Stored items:
------------------------------------------------
Issue #32, opened 2023-07-17
Support license


diazona:
This issue entails adding support for writing the `license` field in `pyproject.toml` when it is defined statically in the setuptools configuration.

sjlongland:
So there are two mechanisms for including a license, inline licenses and external files.  `pyproject.toml` only supports the latter, so much like the `long_description` (issue #33), we'll need to write a file out and reference it in the `pyproject.toml`.

This suggests in the medium-term, we should also emit `pyproject.toml` to a file rather than dumping it to standard output, and/or provide a command switch to specify *which* file we output to standard output… but this will require careful thought.

sjlongland:
The inline case looks like this:

`setup.py` source:

```python
import setuptools

setuptools.setup(
    name="mypackage",
    version="1.2.3",
    license="""Mock License 1.0

This is a dummy license text to check how setuptools represents
it in the metadata so it can be exposed to pyproject.toml."""
)
```

`dumpmeta` output:
```
RC=0 stuartl@rikishi ~/projects/setuptools-pyproject-migration/experiments/license/inline $ python setup.py dumpmeta
running dumpmeta
{
    "methods": {
…snip…
        "get_license": "Mock License 1.0\n\nThis is a dummy license text to check how setuptools represents\nit in the metadata so it can be exposed to pyproject.toml.",
…snip…
    },
    "properties": {
…snip…
        "metadata": "<distutils.dist.DistributionMetadata object at 0x7f1c18a81410>",
…snip…
    }
}
```

PR#58 actually inspects that `metadata` structure, so might tweak `dumpmeta` to inspect that more closely.

diazona:
Oh I actually made some local improvements on the `dumpmeta` branch while working on readme support, along very similar lines to what you mentioned - I can push those when I get home later today.

diazona:
> This suggests in the medium-term, we should also emit `pyproject.toml` to a file rather than dumping it to standard output, and/or provide a command switch to specify which file we output to standard output… but this will require careful thought.

Yeah agreed. I had a feeling for a while that we might wind up going in that direction, but I thought it's something we didn't necessarily need to figure out until later. Printing to stdout was just easier 😛

Of course, one of the complications with writing to `pyproject.toml` is that it might already exist and we'd have to merge the existing contents with whatever we get from setuptools. Hopefully that won't be too hard, but it is some extra complexity. I think it would be fair to leave that out of an initial alpha/beta release.

[...]

PR #78, opened 2023-09-09
Add license field support

sjlongland:
One gripe I have is that `tomlkit` makes a new section, rather than doing this as an inline table.

So instead of this:

```toml
license = { text = "My License" }
```

we get:

```toml
[project.license]
text = "My License"
```

The latter may work better visually for multi-line licenses (the field can store a full custom license agreement if none of the "standard" ones suit), and _should_ be equivalent in terms of TOML behaviour.

But it doesn't match the examples shown in Python packaging docs.

It's not obvious how I coax `tomlkit` to emit the other format.

Reading the TOML spec, the two formats are seemingly identical in terms of the data represented, so I'll leave it as-is for now.  Closes Issue #32.

### DIFF
--- a/src/setuptools_pyproject_migration/__init__.py
+++ b/src/setuptools_pyproject_migration/__init__.py
@@ -245,6 +245,11 @@ class WritePyproject(setuptools.Command):
             "version": dist.get_version(),  # TODO try to reverse-engineer dynamic version
         }
 
+        # In older setuptools releases, unspecified license text is replaced with "UNKNOWN"
+        license_text = dist.get_license()
+        if license_text and (license_text != "UNKNOWN"):
+            pyproject["project"]["license"] = {"text": license_text}
+
         authors: List[Contributor] = self._transform_contributors(dist.get_author(), dist.get_author_email())
         if authors:
             pyproject["project"]["authors"] = authors
--- a/tests/test_license.py
+++ b/tests/test_license.py
@@ -1,0 +1,241 @@
+"""
+Tests of the ``license`` field in ``pyproject.toml``, which can be populated
+from setuptools' ``license`` field.
+"""
+
+import textwrap
+
+# setuptools *ONLY* supports bare license strings in the `license` field.  There exists a
+# `license_files` and a deprecated `license_file` field.  The latter simply raises a warning and the
+# content is prepended to `license_files`.  Neither populates the `license` property.
+# `license` and `license_files` are the subject of a PEP: https://peps.python.org/pep-0639/  If accepted, likely
+# `license` will be deprecated in favour of a `license-expression` (for SPDX descriptors).
+
+
+def test_license_setupcfg_expression_string(project) -> None:
+    license_string = "MIT"
+    setup_cfg = f"""\
+[metadata]
+name = test-project
+version = 0.0.1
+license = {license_string}
+"""
+
+    project.setup_cfg(setup_cfg)
+    project.setup_py()
+    result = project.generate()
+    license_data = result["project"]["license"]
+    assert license_data == {"text": license_string}
+
+
+def test_license_setupcfg_fulltext_string(project) -> None:
+    license_string = """\
+Python License, Version 2
+
+1. This LICENSE AGREEMENT is between the Python Software Foundation
+(“PSF”), and the Individual or Organization (“Licensee”) accessing and
+otherwise using this software (“Python”) in source or binary form and
+its associated documentation.
+
+2. Subject to the terms and conditions of this License Agreement, PSF
+hereby grants Licensee a nonexclusive, royalty-free, world-wide
+license to reproduce, analyze, test, perform and/or display publicly,
+prepare derivative works, distribute, and otherwise use Python
+alone or in any derivative version, provided, however, that PSF’s
+License Agreement and PSF’s notice of copyright, i.e., “Copyright (c)
+2001, 2002, 2003, 2004, 2005, 2006 Python Software Foundation; All Rights
+Reserved” are retained in Python alone or in any derivative version
+prepared by Licensee.
+
+3. In the event Licensee prepares a derivative work that is based on
+or incorporates Python or any part thereof, and wants to make
+the derivative work available to others as provided herein, then
+Licensee hereby agrees to include in any such work a brief summary of
+the changes made to Python.
+
+4. PSF is making Python available to Licensee on an “AS IS”
+basis. PSF MAKES NO REPRESENTATIONS OR WARRANTIES, EXPRESS OR
+IMPLIED. BY WAY OF EXAMPLE, BUT NOT LIMITATION, PSF MAKES NO AND
+DISCLAIMS ANY REPRESENTATION OR WARRANTY OF MERCHANTABILITY OR FITNESS
+FOR ANY PARTICULAR PURPOSE OR THAT THE USE OF PYTHON WILL NOT
+INFRINGE ANY THIRD PARTY RIGHTS.
+
+5. PSF SHALL NOT BE LIABLE TO LICENSEE OR ANY OTHER USERS OF PYTHON
+FOR ANY INCIDENTAL, SPECIAL, OR CONSEQUENTIAL DAMAGES OR LOSS AS
+A RESULT OF MODIFYING, DISTRIBUTING, OR OTHERWISE USING PYTHON,
+OR ANY DERIVATIVE THEREOF, EVEN IF ADVISED OF THE POSSIBILITY THEREOF.
+
+6. This License Agreement will automatically terminate upon a material
+breach of its terms and conditions.
+
+7. Nothing in this License Agreement shall be deemed to create any
+relationship of agency, partnership, or joint venture between PSF and
+Licensee. This License Agreement does not grant permission to use PSF
+trademarks or trade name in a trademark sense to endorse or promote
+products or services of Licensee, or any third party.
+
+8. By copying, installing or otherwise using Python, Licensee
+agrees to be bound by the terms and conditions of this License
+Agreement.
+
+BEOPEN.COM LICENSE AGREEMENT FOR PYTHON 2.0
+——————————————-
+
+BEOPEN PYTHON OPEN SOURCE LICENSE AGREEMENT VERSION 1
+
+1. This LICENSE AGREEMENT is between BeOpen.com (“BeOpen”), having an
+office at 160 Saratoga Avenue, Santa Clara, CA 95051, and the
+Individual or Organization (“Licensee”) accessing and otherwise using
+this software in source or binary form and its associated
+documentation (“the Software”).
+
+2. Subject to the terms and conditions of this BeOpen Python License
+Agreement, BeOpen hereby grants Licensee a non-exclusive,
+royalty-free, world-wide license to reproduce, analyze, test, perform
+and/or display publicly, prepare derivative works, distribute, and
+otherwise use the Software alone or in any derivative version,
+provided, however, that the BeOpen Python License is retained in the
+Software, alone or in any derivative version prepared by Licensee.
+
+3. BeOpen is making the Software available to Licensee on an “AS IS”
+basis. BEOPEN MAKES NO REPRESENTATIONS OR WARRANTIES, EXPRESS OR
+IMPLIED. BY WAY OF EXAMPLE, BUT NOT LIMITATION, BEOPEN MAKES NO AND
+DISCLAIMS ANY REPRESENTATION OR WARRANTY OF MERCHANTABILITY OR FITNESS
+FOR ANY PARTICULAR PURPOSE OR THAT THE USE OF THE SOFTWARE WILL NOT
+INFRINGE ANY THIRD PARTY RIGHTS.
+
+4. BEOPEN SHALL NOT BE LIABLE TO LICENSEE OR ANY OTHER USERS OF THE
+SOFTWARE FOR ANY INCIDENTAL, SPECIAL, OR CONSEQUENTIAL DAMAGES OR LOSS
+AS A RESULT OF USING, MODIFYING OR DISTRIBUTING THE SOFTWARE, OR ANY
+DERIVATIVE THEREOF, EVEN IF ADVISED OF THE POSSIBILITY THEREOF.
+
+5. This License Agreement will automatically terminate upon a material
+breach of its terms and conditions.
+
+6. This License Agreement shall be governed by and interpreted in all
+respects by the law of the State of California, excluding conflict of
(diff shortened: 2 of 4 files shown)


tests/test_license.py
```diff
@@ -0,0 +1,25 @@
+"""
+Tests of the ``license`` field in ``pyproject.toml``, which can be populated
+from setuptools' ``license`` field.
+"""
+
+# setuptools *ONLY* supports bare license strings in the `license` field.  There exists a
+# `license_files` and a deprecated `license_file` field.  The latter simply raises a warning and the
+# content is prepended to `license_files`.  Neither populates the `license` property.
+# `license_files` is the subject of a PEP: https://peps.python.org/pep-0639/
```
diazona, line 9: I think it would be useful to add a test that sets the `license_files` field in this file, and probably one for `license_file` as well, because IMO it's a good idea to document and constraint the expected behavior of the plugin when one of those fields is present, even if all it shows is that they don't (yet) show up in `pyproject.toml`.

src/setuptools_pyproject_migration/__init__.py
```diff
@@ -239,6 +239,11 @@ def _generate(self) -> Pyproject:
             "version": dist.get_version(),  # TODO try to reverse-engineer dynamic version
         }
 
+        # In older setuptools releases, unspecified license text is replaced with "UNKNOWN"
+        license_text = dist.get_license()
+        if license_text and (license_text != "UNKNOWN"):
+            pyproject["project"]["license"] = dict(text=license_text)
```
diazona, line 245: Almost missed this one, but the same deal about dict literal syntax here. Like the other case, this is a very optional change.

```suggestion
            pyproject["project"]["license"] = {"text": license_text}
```

diazona (changes requested):
Sorry it took me a little while to get to this! I offered a bit of feedback, though none of the changes are strictly essential.

src/setuptools_pyproject_migration/__init__.py
sjlongland: Yeah, I was being lazy I guess. :-)

tests/test_license.py
sjlongland: I didn't see a lot of point in a test that shows `license_files` (and by extension, `license_file`) are consigned to `/dev/null`.  I'm thinking this probably belongs in a separate `test_license_files.py`.

tests/test_license.py
```diff
@@ -0,0 +1,25 @@
...
+
+
+def test_license_setupcfg_string(project) -> None:
+    license_string = "Mock License v1.0"
```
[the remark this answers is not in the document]
sjlongland: I think it can be either, if a "standard" license fits, you use the license name, otherwise if it's something special you spell out what that special license is.

https://packaging.python.org/en/latest/specifications/core-metadata/#license

i.e.
```python
license_string = """This software may only be obtained by sending the
author a postcard, and then the user promises not
to redistribute it."""
```

or

```python
license_text="GPL version 3, excluding DRM provisions"
```

`MIT` was chosen since it matches the classifiers used elsewhere in the tests.

tests/test_setup_command.py
```diff
@@ -91,6 +91,7 @@ def test_everything(project, runner) -> None:
 maintainer = David Zaslavsky, Stuart Longland
 maintainer_email = diazona@ellipsix.net, me@vk4msl.com
 description = A dummy project with a sophisticated setup.cfg file
+license = MIT
```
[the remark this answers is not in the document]
sjlongland: Yeah, I used `MIT` in the example config here since that matches what's in the classifiers below in the same dummy project `setup.cfg`.

The dual-purpose of this field is confusing to say the least.

tests/test_license.py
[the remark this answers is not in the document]
diazona: Ah I see, thanks for looking that up.

All I want to head off is that, if someone happens to be looking at our code and tests as an example of what to put in the `license` field of their `setup.cfg` (it could happen :shrug:), and in every case they see something that looks like the name of a license, they might come away with the impression that the field is _supposed_ to contain the name of the license and not something else. Yes, it's technically better to read the official documentation but I couldn't realistically fault anyone for looking at an example and copying its style - certainly I've done that often enough myself.

diazona:
Oh I meant to reply about the formatting in the TOML output as well. It would definitely be nice if we could make it look like the Python packaging docs, but given that both forms are equivalent, I definitely don't see it as something particularly important. Maybe in the future if we find a way we can modify the code accordingly. (And if someone cares enough, they can make a manual edit to their `pyproject.toml`.)

tests/test_license.py
```diff
@@ -0,0 +1,25 @@
...
+name = test-project
+version = 0.0.1
+license = {license_string}
+"""
+
+    project.setup_cfg(setup_cfg)
+    project.setup_py()
+    result = project.generate()
+    license_data = result["project"]["license"]
+    assert license_data == dict(text=license_string)
```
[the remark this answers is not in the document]
sjlongland: Yep, just amended that now.

tests/test_license.py
sjlongland: I've added a couple for `license_files`; one for literal file names, the other for file path globs.

I've omitted `license_file`, since it's deprecated in `setuptools` now, _and_ it copies the data into `license_files` for us, so if we support the latter, implicitly the former will work too.

Both these tests are marked `xfail` as we do not yet support this feature.

tests/test_license.py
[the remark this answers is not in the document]
sjlongland: Yep… well I've put tests that check both ways actually work as expected.  Since both ways are supported upstream.

PEP-639 should clean this up though.  The core metadata will have a `License-Expression` field (stored as `license` in the TOML) that'll be a SPDX license expression.  So in the future, we will need to validate whether this is a valid SPDX license expression, and if it is, it goes into `license`, otherwise, we write it out to a file and reference it in `license_files`.

So the current `license` "table" will change if PEP-639 is ratified in the form it takes today.

tests/test_license_files.py
```diff
@@ -0,0 +1,52 @@
+"""
+Skeleton tests for `license_files` from `setup.cfg`.  This is a `setuptools`
+extension which is not yet ratified by the Python community.
+
+`license_files` is the subject of a PEP: https://peps.python.org/pep-0639/
```
diazona, line 5: I think this should be restructured text markup, although we don't actually generate documentation for these files (yet?) so it's not a blocker

tests/test_license_files.py
```diff
@@ -0,0 +1,52 @@
...
+
+import pytest
+
+
+@pytest.mark.xfail
+def test_license_files_setupcfg_globs(project) -> None:
+    """
+    Test that file names that contain glob characters are added as globs.
+    """
+    license_files = ["LICEN[CS]E*", "COPYING*", "NOTICE*", "AUTHORS*"]
```
diazona, line 16: I think this is the default value of the field, right? It might be better to use a non-default value so the test can tell if it's just using the default when it shouldn't.

tests/test_setup_command.py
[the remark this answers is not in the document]
diazona: Yeah... The thing is, the classifiers have to come from a fixed list, so we have to use a real license there (if there's going to be a license classifier at all), but this has no such restriction.

Still, it could be something like "MIT license could go here" as far as I'm concerned.

tests/test_license_files.py
```diff
@@ -0,0 +1,52 @@
...
+    project.setup_py()
+    result = project.generate()
+
+    assert result["project"]["license_files"] == {"globs": license_files}
+
+
+@pytest.mark.xfail
+def test_license_files_setupcfg_files(project) -> None:
+    """
+    Test that file names that list explicitly existing files are added as files.
```
diazona, line 36: Are the files actually supposed to exist in this test? I wasn't sure if you meant to add code that creates them.

diazona (commented):
I've got some stuff going on this weekend so I haven't gotten to leave a full review, but hopefully these comments help move things along 🙂

tests/test_license_files.py
sjlongland: Yeah, good point… next time I get a moment I'll fix that.

tests/test_license_files.py
sjlongland: Yeah, we will have to figure out some way to "expose" the content of those files.

One possibility is that we have a stub-able `write_file` method that we simply replace in our unit tests to dump the file's name and content somewhere for comparison purposes.

I think the `long_description` had a similar problem did it not?

diazona: Wait, I may have misunderstood: is the intent here that the files should already exist when the plugin runs, or that the plugin should create the files? I read the docstring to imply the former.

tests/test_license.py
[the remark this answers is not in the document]
diazona: ...I suppose that works. I mean, I wasn't claiming that it actually matters for the tests, because as far as the test infrastructure is concerned, they're both just strings, but I guess it doesn't hurt to have a test with a short string and a long string just in case of some extremely obscure error that would affect one case and not the other, and having both cases in the tests certainly does give them more value as "documentation".

And yeah, things will look cleaner after PEP 639 but we can deal with that as it comes up.

diazona:
What's the timeline looking like for this? I think it's probably going to be the last thing blocking an initial release (or at least, among the things I added to the "initial release" milestone)

sjlongland:
Yeah, this has taken way longer than I wanted.  Largely because I've been busy with work commitments before I went on leave.  I'm now officially on leave until 2023-11-06 so I have some time now to clean things up.

tests/test_license_files.py
sjlongland: Realistically, both… if the file exists, we shouldn't be overwriting it should we?

Or do we just overwrite it regardless?

tests/test_license_files.py
sjlongland: Yep, I'll fix that up now… just got to look up what the syntax is for RST. (I'm too used to Markdown, sadly the Markdown situation with Sphinx is sketchy so RST really is the better choice)

tests/test_license_files.py
sjlongland: Actually, just thinking about this… `setuptools` would have _expected_ the files to already exist if they were listed in `setup.cfg`.

We're simply moving the configuration setting from `setup.cfg` to its new place in `pyproject.toml`, so the files _should_ already be there.  Maybe we should be raising a warning if the file is not found at the time of migration?  Otherwise, `setuptools` should suitably squawk.

Thinking about it now, `README` was a little different -- you could specify the README text inline in the `long_description`, and the code we have migrates this to a separate file and links it in `pyproject.toml`.

diazona: Whoops, sorry I missed these comments!

I think our philosophy has generally been to stay as close as possible to a "dumb" translation of `setup.cfg` fields into `setup.py` fields. We generally rely on setuptools to validate things as much as possible, because like you said, it _is_ going to check field values as needed when it builds the project. With that in mind, I'd say it makes sense to just copy the file names from `setup.cfg` to `pyproject.toml` without checking whether they exist, or definitely without _failing_ if they don't exist. An mild warning wouldn't be out of place, but personally I would be totally fine just skipping it as well.

I can imagine situations where the file might not exist and it'd be fully legitimate - like that web-based converter we were talking about once upon a time, where people might want to only upload `setup.cfg` and/or `setup.py` but not have to add in other random files that don't actually need to be read during the conversion.

tests/test_license_files.py
diazona: Haha yeah I can relate

tests/test_license_files.py
diazona: ...as far as what to actually do here: at minimum I'd suggest rephrasing the docstring. If the intent is to contrast with the other test, which uses globs, and point out that this one does not use globs, perhaps something like this:

```suggestion
    Test that concrete file names are added as paths.
```

Or maybe there's even a better term than "concrete", I'm not sure :shrug: but hopefully something along those lines will be clear enough.

diazona (changes requested):

diazona:
LGTM now! Did you want to squash/reorganize the commits at all before this gets merged? (Just figured I'd ask because, you know, auto-merge is enabled and if I just click "approve" then it'll be too late to do any commit reorganization)

sjlongland:
> LGTM now! Did you want to squash/reorganize the commits at all before this gets merged? (Just figured I'd ask because, you know, auto-merge is enabled and if I just click "approve" then it'll be too late to do any commit reorganization)

I can squash it if you feel that'd be better… to be honest I find having the full commit history is useful when troubleshooting because tools like `git bisect` then has much finer-grained changes to work with.

If you bundle multiple changes into a single commit, `git bisect` starts to use its usefulness due to the coarseness of commits.

diazona:
Oh for sure, I definitely agree in keeping things broken out for bisection and similar use cases. Sorry for the confusion: I didn't mean squashing everything together into a single commit, but I was thinking more like squashing some of the little commits that don't really stand on their own, like typo fixes or whatever, into the more standalone commits, just to reduce clutter in the commit history and eliminate intermediate steps that don't compile. In other words, I'm talking about an interactive rebase, not a squash-merge (which would be combining all the commits together into one). This is something I do routinely (although usually before pushing) so I do think it's a good idea, but it's not something import enough that I would try to insist on it. Totally up to you whether you want to do this or not.

I will be happy to approve either way, I'm just making sure I don't take the option away.

sjlongland:
Okay, did a final local test after a slight flattening of the commit history:

```
===================================== 107 passed, 4 xfailed, 2 warnings in 1980.75s (0:33:00) =====================================
.pkg: _exit> python /usr/lib/python3.11/site-packages/pyproject_api/_backend.py True setuptools.build_meta
  py: OK (2154.31=setup[172.05]+cmd[1982.26] seconds)
  congratulations :) (2154.72 seconds)
```

… took a bit longer than I was expecting.  Hopefully CI won't take this long.

diazona:
Whoa, that is a looong time.

It might be related to the distribution package testing, especially if it's the first time you're running those tests - it would have to download the source code for pytest and pytest-localserver. But still I wouldn't expect it to be that long (33 minutes!) unless you have a very slow internet connection or something like that. In any case, it looks like pre-merge tests in CI were still relatively quick in comparison.

diazona (approved):

sjlongland:
Yep, I think it is Internet connection related… 25Mbps down / 2Mbps up hybrid-fibre coax.

The laptop here is no spring chicken, but it's not _that_ slow.  `ps axf` showed a lot of time spent running `pip`.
------------------------------------------------
Goal of the exercise:
The lines to copy are those above that contain "matches".

Your response:
`MIT` was chosen since it matches the classifiers used elsewhere in the tests.
sjlongland: Yeah, I used `MIT` in the example config here since that matches what's in the classifiers below in the same dummy project `setup.cfg`.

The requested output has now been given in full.